As uvas de Santa Catarina

Cada região vinícola do mundo produz vinhos diferentes – mesmo quando elaborados com as mesm


24.02.23

Irineu Guarnier Filho é jornalista especializado em agronegócio, cobrindo este setor há três décadas. Metade deste período foi repórter especial, apresentador e colunista dos veículos do Grupo RBS, no Rio Grande do Sul. É Sommelier Internacional pela Fisar italiana, recebeu o Troféu Vitis, da Associação Brasileira de Enologia (ABE), atua como jurado em concursos internacionais de vinhos e edita o blog Cave Guarnier. Ocupa o cargo de Chefe de Gabinete na Assembleia Legislativa do Rio Grande do Sul

Cada região vinícola do mundo produz vinhos diferentes – mesmo quando elaborados com as mesmas uvas. É o que se chama de terroir, palavra francesa sem uma tradução exata em português, mas que significa a soma das características de solo, clima, plantas e da intervenção do homem na elaboração dos vinhos de cada região. Um vinho feito com a uva Cabernet Sauvignon em Santa Catarina, ou no Vale do São Francisco, jamais será igual a outro Cabernet Sauvignon elaborado na Califórnia, por exemplo. Todas as regiões vinícolas do mundo produzem, pode-se dizer, vinhos únicos. Essa é a beleza do mundo vinho!

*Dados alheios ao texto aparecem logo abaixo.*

PR #6410, opened 2026-08-22
fix(ecstore): run metadata decommission before buckets

overtrue:
## Related Issues

Fixes rustfs/backlog#1941 and relates to rustfs/backlog#1901.

## Summary of Changes

- run the system metadata decommission phase before regular buckets
- keep metadata and regular-bucket failures fail-closed
- reuse the existing bounded scheduler for concurrent regular buckets
- add a deterministic regression for metadata completion before a regular-bucket failure

## Verification

- `cargo fmt --all --check`
- `git diff --check`
- `./scripts/check_architecture_migration_rules.sh`
- exact-head correctness, concurrency, and durability review: APPROVE on `4b070f48134a`
- exact-head simplicity, test coverage, and performance review: APPROVE on `4b070f48134a`
- Cargo build and tests were not run locally because free disk space was below the safe build threshold; CI is required for this head

## Impact

Pool decommission now preserves system metadata progress even when a later regular bucket fails. Existing cancellation, fail-fast, terminal-state, and on-disk queue semantics remain unchanged. No public API, wire format, or persisted schema changes are introduced.

## Additional Notes

The PR remains a draft until CI completes the behavior checks that could not be run safely in the local workspace.

---

Thank you for your contribution! Please ensure your PR follows the community standards ([CODE_OF_CONDUCT.md](CODE_OF_CONDUCT.md)). If this is your first contribution, review the [CLA document](https://github.com/rustfs/cla/blob/main/cla/v2.md) and sign it by commenting `I have read and agree to the CLA.` on the PR.

PR #6470, opened 2026-08-23
fix(replication): tolerate orphaned resync intents at startup

### LINKED ISSUE #4784: Use bucket replication to backblaze b2
**Describe the bug**
I try to replicate a specific bucket from rustfs to Backblaze b2 using the rustfs internal replication function.

After creating all the necessary resources like bucket, application key, etc. and configuring the replication rule, I don't see any files appearing on the Backblaze side.
What confuses me the most is the error message `get_replication_config err ConfigNotFound`, which doesn't make any sense to me.
However, in the log the following lines appear (I can't confirm that all of them are related to the replication):

```
2026-07-12 17:02:25.917144+00:00{"timestamp":"2026-07-12T17:02:25.916593353Z","level":"WARN","fields":{"message":"handle AssumeRoleHandle"},"target":"rustfs::admin::handlers::sts","filename":"rustfs/src/admin/handlers/sts.rs","line_number":142,"threadName":"rustfs-worker","threadId":"ThreadId(6)"}
2026-07-12 17:02:26.105956+00:00{"timestamp":"2026-07-12T17:02:26.105479412Z","level":"WARN","fields":{"message":"handle DataUsageInfoHandler"},"target":"rustfs::admin::handlers::system","filename":"rustfs/src/admin/handlers/system.rs","line_number":180,"threadName":"rustfs-worker","threadId":"ThreadId(7)"}
2026-07-12 17:03:05.855800+00:00{"timestamp":"2026-07-12T17:03:05.855575217Z","level":"WARN","fields":{"message":"handle DataUsageInfoHandler"},"target":"rustfs::admin::handlers::system","filename":"rustfs/src/admin/handlers/system.rs","line_number":180,"threadName":"rustfs-worker","threadId":"ThreadId(11)"}
2026-07-12 17:03:34.774545+00:00{"timestamp":"2026-07-12T17:03:34.773843884Z","level":"ERROR","fields":{"message":"get_replication_config err ConfigNotFound"},"target":"rustfs::app::bucket_usecase","filename":"rustfs/src/app/bucket_usecase.rs","line_number":1395,"threadName":"rustfs-worker","threadId":"ThreadId(4)"}
2026-07-12 17:05:20.208345+00:00{"timestamp":"2026-07-12T17:05:20.207748121Z","level":"WARN","fields":{"message":"handle DataUsageInfoHandler"},"target":"rustfs::admin::handlers::system","filename":"rustfs/src/admin/handlers/system.rs","line_number":180,"threadName":"rustfs-worker","threadId":"ThreadId(8)"}
2026-07-12 17:05:22.404282+00:00{"timestamp":"2026-07-12T17:05:22.403667566Z","level":"ERROR","fields":{"message":"get_replication_config err ConfigNotFound"},"target":"rustfs::app::bucket_usecase","filename":"rustfs/src/app/bucket_usecase.rs","line_number":1395,"threadName":"rustfs-worker","threadId":"ThreadId(10)"}
2026-07-12 17:07:04.016378+00:00{"timestamp":"2026-07-12T17:07:04.015790863Z","level":"WARN","fields":{"message":"set remote target, bucket: XXX, update: false"},"target":"rustfs::admin::handlers::replication","filename":"rustfs/src/admin/handlers/replication.rs","line_number":190,"threadName":"rustfs-worker","threadId":"ThreadId(11)"}
2026-07-12 17:07:04.472714+00:00{"timestamp":"2026-07-12T17:07:04.472201154Z","level":"ERROR","fields":{"message":"get_replication_config err ConfigNotFound"},"target":"rustfs::app::bucket_usecase","filename":"rustfs/src/app/bucket_usecase.rs","line_number":1395,"threadName":"rustfs-worker","threadId":"ThreadId(11)"}
```

Still, it could be related to a misconfiguration but if that's the case, I can't figure it out based on these log lines alone.

**To Reproduce**
1. Go to Backblaze b2 and create a new bucket
2. Settings in the following order: Private, Disable, Disable
3. After creation, click on *Lifecycle Settings* and confirm that *Keep all versions of the file (default)* is active
4. Create an *Application key* on Backblaze
5. Settings as follows: Choose the created bucket, Read and Write, Allow listing
6. Go to rustfs and create an new Replication Rule on a bucket
7. I tried the following settings:
   1. Endpoint: s3.eu-central-003.backblazeb2.com
   2. Bucket: Name of the bucket you created on Backblaze
   3. Access and Secret key you created on Backblaze
   4. No Region
   5. Use TLS
   6. Everything else is default

**Expected behavior**
Maybe an information log line that the rule was created or the replication has started.

**Screenshots**
If you need a screenshot of something, just let me know.

**Additional context**
* rustfs version is 1.0.0-beta.8
* My rustfs instance is running on TrueNAS
* My bucket on rustfs has *Version Control* enabled

reatang:
## Related Issues

Fixes #4784 (startup failure reported after the rc.3 upgrade; the check itself dates from #5215 / 1.0.0-beta.12).

## Summary of Changes

Since #5215 (1.0.0-beta.12) startup runs `reconcile_bucket_resync_target_intents`, which requires every `ResyncPending`/`ResyncStarted` entry in `resync.bin` to match a configured bucket target. A resync that was admitted and later had its remote target removed (the removal path never touched `resync.bin`) leaves an orphaned intent on disk, and every startup on beta.12 or later then aborts with `accepted replication resync target ... is not configured`. Rolling the binary back does not help because the trigger is on-disk state, not code.

- `rustfs/src/storage/storage_api.rs`: `apply_active_resync_intents` now skips an intent whose target ARN is no longer configured, emitting a `replication_resync_intent_orphaned` warning, instead of failing startup. Nothing can be reconciled for such an intent; the resync routine already marks it `ResyncFailed` via `resolve_resync_target`. The function no longer returns `Result`.
- `rustfs/src/admin/handlers/replication.rs`: `RemoveRemoteTargetHandler` cancels any pending/started resync intent for the ARN being removed (keyed by the recorded `resync_id`, so a newer run is never affected) before persisting the new target list, closing the path that created the orphan in the first place. Buckets without resync history are a no-op.

## Verification

- `cargo test -p rustfs --lib restart_reconcile` (2 passed: existing reconcile test plus new `restart_reconcile_skips_orphaned_intent_without_failing_startup` covering mixed orphan/valid intents and orphan-only)
- `cargo fmt --all --check`

## Impact

Instances stuck on this FATAL start again without manual intervention; the orphaned record is surfaced as a warning and settles to `ResyncFailed`. Operators who already worked around the issue by moving `.rustfs.sys/buckets/<bucket>/.replication/resync.bin` aside are unaffected. No API or configuration changes. Removing a remote target with an in-flight resync now cancels that resync, which is the only behavior it could sensibly have had.

## Additional Notes

Review follow-up: target removal now cancels the resync intent through a new pool method `cancel_bucket_resync_for_removed_target` that reloads `resync.bin` under the bucket admission lock before writing, so a node's stale cached status map can never clobber an intent admitted on another node; covered by the two-node regression `removed_target_cancel_preserves_intents_admitted_on_other_nodes`.

Rebased on main after #6474/#6393 landed; the temporary main-inherited lint fixes this branch briefly carried are all dropped — main now owns those. The branch is four replication-only commits.

Comparing target ARNs structurally rather than by string (to cover `arn:rustfs:` / `arn:minio:` mixed persistence after #6128) is deliberately left out of this change; it is not a trigger today.

### DIFF
--- a/crates/ecstore/src/bucket/replication/replication_pool.rs
+++ b/crates/ecstore/src/bucket/replication/replication_pool.rs
@@ -3348,11 +3348,17 @@ mod tests {
 
         async fn put_object(
             &self,
-            _bucket: &str,
+            bucket: &str,
             object: &str,
             data: &mut Self::PutObjectReader,
             opts: &Self::ObjectOptions,
         ) -> Result<Self::ObjectInfo, Self::Error> {
+            let _lock_guard = if opts.no_lock {
+                None
+            } else {
+                let lock = self.new_ns_lock(bucket, object).await?;
+                Some(lock.get_write_lock(Duration::from_secs(10)).await?)
+            };
             if opts.http_preconditions.is_some()
                 && let Some(replacement) = self
                     .shared
@@ -4286,6 +4292,77 @@ mod tests {
             pool.resyncer.status_map.read().await["canceled-start"].targets_map["arn:test"].resync_id,
             "run-a"
         );
+    }
+
+    #[tokio::test]
+    async fn concurrent_resync_status_cas_preserves_both_mutations() {
+        let shared = empty_resync_shared_state();
+        let mut seeded = BucketReplicationResyncStatus::new();
+        for arn in ["arn:a", "arn:b"] {
+            seeded.targets_map.insert(
+                arn.to_string(),
+                TargetReplicationResyncStatus {
+                    bucket: "cas-race".to_string(),
+                    resync_id: format!("run-{arn}"),
+                    resync_status: ResyncStatusType::ResyncPending,
+                    ..Default::default()
+                },
+            );
+        }
+        *shared.data.lock().expect("test data lock should not be poisoned") =
+            encode_resync_file(&seeded).expect("seeded resync status should encode");
+        shared.empty_object_exists.store(true, Ordering::SeqCst);
+        shared.etag_revision.store(1, Ordering::SeqCst);
+        shared.block_next_write.store(true, Ordering::SeqCst);
+        let node_a = Arc::new(LoadResyncNodeStore::new("cas-node-a", shared.clone()));
+        let node_b = Arc::new(LoadResyncNodeStore::new("cas-node-b", shared.clone()));
+
+        let writer_a = tokio::spawn(async move {
+            update_resync_status_cas("cas-race", node_a, |status| {
+                status
+                    .targets_map
+                    .get_mut("arn:a")
+                    .expect("seeded target A should exist")
+                    .resync_status = ResyncStatusType::ResyncCanceled;
+                Ok(true)
+            })
+            .await
+        });
+
+        tokio::time::timeout(Duration::from_secs(10), shared.write_started.notified())
+            .await
+            .expect("writer A should pause after its precondition check");
+
+        let mut writer_b = tokio::spawn(async move {
+            update_resync_status_cas("cas-race", node_b, |status| {
+                status
+                    .targets_map
+                    .get_mut("arn:b")
+                    .expect("seeded target B should exist")
+                    .resync_status = ResyncStatusType::ResyncCompleted;
+                Ok(true)
+            })
+            .await
+        });
+        let writer_b_before_release = tokio::time::timeout(Duration::from_millis(250), &mut writer_b).await.ok();
+
+        shared.allow_write.notify_one();
+        writer_a
+            .await
+            .expect("writer A task should finish")
+            .expect("writer A should report a successful conditional save");
+        match writer_b_before_release {
+            Some(result) => result,
+            None => writer_b.await,
+        }
+        .expect("writer B task should finish")
+        .expect("writer B should retry and save its mutation");
+
+        let persisted = decode_resync_file(&shared.data.lock().expect("test data lock should not be poisoned"))
+            .expect("persisted resync status should decode");
+        assert_eq!(persisted.targets_map["arn:a"].resync_status, ResyncStatusType::ResyncCanceled);
+        assert_eq!(persisted.targets_map["arn:b"].resync_status, ResyncStatusType::ResyncCompleted);
+        assert!(!shared.last_put_no_lock.load(Ordering::SeqCst));
     }
 
     #[test]
--- a/crates/ecstore/src/bucket/replication/replication_pool.rs
+++ b/crates/ecstore/src/bucket/replication/replication_pool.rs
@@ -1953,6 +1953,66 @@ impl<S: ReplicationStorage> ReplicationPool<S> {
         Ok(true)
     }
 
+    /// Cancel the pending/started resync intent recorded for `arn`, if any,
+    /// because its remote target is being removed. Returns the canceled run.
+    ///
+    /// Runs under the bucket admission lock and reloads `resync.bin` from disk
+    /// before writing, like admission does: this node's `status_map` entry may
+    /// be stale relative to intents admitted by other nodes, and persisting it
+    /// would silently drop their durable restart intents.
+    pub async fn cancel_bucket_resync_for_removed_target(
+        self: Arc<Self>,
+        bucket: &str,
+        arn: &str,
+    ) -> Result<Option<ResyncOpts>, EcstoreError> {
+        let bucket = bucket.to_string();
+        let arn = arn.to_string();
+        tokio::spawn(async move { self.cancel_bucket_resync_for_removed_target_transaction(bucket, arn).await })
+            .await
+            .map_err(|error| EcstoreError::other(format!("replication resync cancellation task failed: {error}")))?
+    }
+
+    async fn cancel_bucket_resync_for_removed_target_transaction(
+        self: Arc<Self>,
+        bucket: String,
+        arn: String,
+    ) -> Result<Option<ResyncOpts>, EcstoreError> {
+        let admission_lock_key = ReplicationMetadataStore::resync_admission_lock_key(&bucket);
+        let admission_lock = self
+            .storage
+            .new_ns_lock(ReplicationMetadataStore::rustfs_meta_bucket(), &admission_lock_key)
+            .await?;
+        // Lock order: bucket resync admission lock -> resync status config-object lock.
+        let _admission_guard = admission_lock
+            .get_write_lock(ReplicationLockTiming::acquire_timeout())
+            .await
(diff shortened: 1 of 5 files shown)


rustfs/src/admin/handlers/replication.rs
```diff
@@ -878,6 +881,45 @@ impl Operation for RemoveRemoteTargetHandler {
...
+/// Cancel a pending/started resync intent recorded for `arn` before the target
+/// is removed. Without this the intent outlives its target in `resync.bin`, and
+/// every later startup reconcile finds an accepted intent with no target to
+/// bind it to. Buckets with no resync history are a no-op.
+async fn cancel_active_resync_intent(bucket: &str, arn: &str) -> S3Result<()> {
+    let Some(pool) = current_replication_pool_handle() else {
+        return Ok(());
+    };
+    let status = pool
+        .get_bucket_resync_status(bucket)
```
overtrue: `get_bucket_resync_status` can return this node’s cached whole-bucket map. In a two-node reproduction on this head, node A cached resync A, node B admitted resync B, then A canceled A through this path; `cancel_bucket_resync` persisted A’s stale map and `arn:second` disappeared from `resync.bin`. Removing one target can therefore destroy another target’s durable restart intent. Please reload and update the status under the bucket admission/config lock (or CAS), and add the two-node regression.

overtrue (changes requested):

rustfs/src/admin/handlers/replication.rs
reatang: Reworked: the handler now calls a new pool method `cancel_bucket_resync_for_removed_target` that takes the bucket admission ns-lock, reloads `resync.bin` from disk, publishes the fresh map to `status_map`, and only then marks the removed ARN canceled — so another node's admitted intent is never clobbered; added the two-node regression `removed_target_cancel_preserves_intents_admitted_on_other_nodes` (e457f685f).

crates/ecstore/src/bucket/replication/replication_pool.rs
```diff
@@ -1953,6 +1953,66 @@ impl<S: ReplicationStorage> ReplicationPool<S> {
...
+        // Publish the freshly loaded map first so `mark_status` mutates and
+        // persists the on-disk view, not this node's cached one.
+        self.resyncer.status_map.write().await.insert(bucket, bucket_status);
+        let Some(opts) = opts else {
+            return Ok(None);
+        };
+
+        self.resyncer.cancel(&opts).await;
+        self.resyncer
+            .mark_status(ResyncStatusType::ResyncCanceled, opts.clone(), self.storage.clone())
```
overtrue: Another node can still resurrect this canceled intent. `mark_status` and periodic status saves do not take the admission lock; they persist their cached whole-bucket map. On this exact head, a two-node test admitted two ARNs, canceled the first here, then marked the second started from the peer cache; `resync.bin` changed the first back from `Canceled` to `Pending`. Please make status writes merge or CAS against the latest persisted map, or share the same lock, and keep this regression.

A Serra Catarinense é uma das mais jovens regiões vinícolas do Brasil – mas seus vinhos já apresentam características próprias. A colheita da uva, por lá, acontece cerca de um mês após a vindima na Serra Gaúcha, já no começo do outono. As uvas amadurecem mais lentamente e concentram mais aromas, sabores e cores. Por conta do clima frio e da altitude da região, acima de 1.300 metros em alguns pontos, os vinhos catarinenses são muito frescos e elegantes. A região tem grande potencial para a produção de espumantes, vinhos brancos e tintos leves. Na minha modesta opinião, os vinhos brancos catarinenses são os melhores do Brasil, disparado.

Mas, afinal, quais são as uvas que mais têm se destacado na Serra Catarinense para a elaboração de vinhos brancos? De novo, na minha opinião, a Sauvignon Blanc é o grande destaque entre as variedades brancas cultivadas em Santa Catarina. De origem francesa, a Sauvignon Blanc se adaptou muito bem ao planalto catarinense, e muitos dos vinhos locais premiados até fora do país são elaborados com essa casta. O principal descritor aromático dela é o maracujá, que aparece no primeiro momento em que aspiramos os aromas do vinho, o chamado “primeiro ataque”. Esses vinhos têm toques minerais, complexidade aromática e são muito elegantes. Mas, claro que Chardonnay e outras castas também rendem bons vinhos.

Nos tintos, as uvas que mais se destacam na Serra Catarinense são as variedades de origem italiana Sangiovese e Montepulciano, ainda pouco conhecidas no resto do país, inclusive na Serra Gaúcha, região colonizada por imigrantes italianos. Essas uvas se adaptaram muito bem ao clima úmido e frio da região. Eu destacaria ainda uma outra uva cultivada em Santa Catarina que tem servido de base para excelentes vinhos tintos mais leves: a Pinot Noir. Originária da Borgonha, na França, a Pinot Noir é uma uva delicada que gosta de frio. Já provei vinhos catarinenses excelentes, de corpo médio, elaborados com esta cepa.

Mas, e a Cabernet Sauvignon, outra uva francesa que se espalhou pelo mundo e rende bons vinhos em quase todas as regiões onde é cultivada? Acredito que a Cabernet Sauvignon é um caso bem especial em Santa Catarina. Variedade de ciclo longo, geralmente ela se adapta melhor às regiões mais quentes e ensolaradas, como a California, o Vale Central do Chile ou a Campanha Gaúcha. Mas já provei excelentes vinhos catarinenses feitos com Cabernet Sauvignon. E, o que mais me chamou a atenção nesses vinhos: um delicioso aroma de goiaba, cujo o sabor se confirma depois na boca, ao primeiro gole. Até um Icewine, ou vinho do gelo, já foi feito aqui em São Joaquim com esta uva – mas isso é assunto para outra coluna.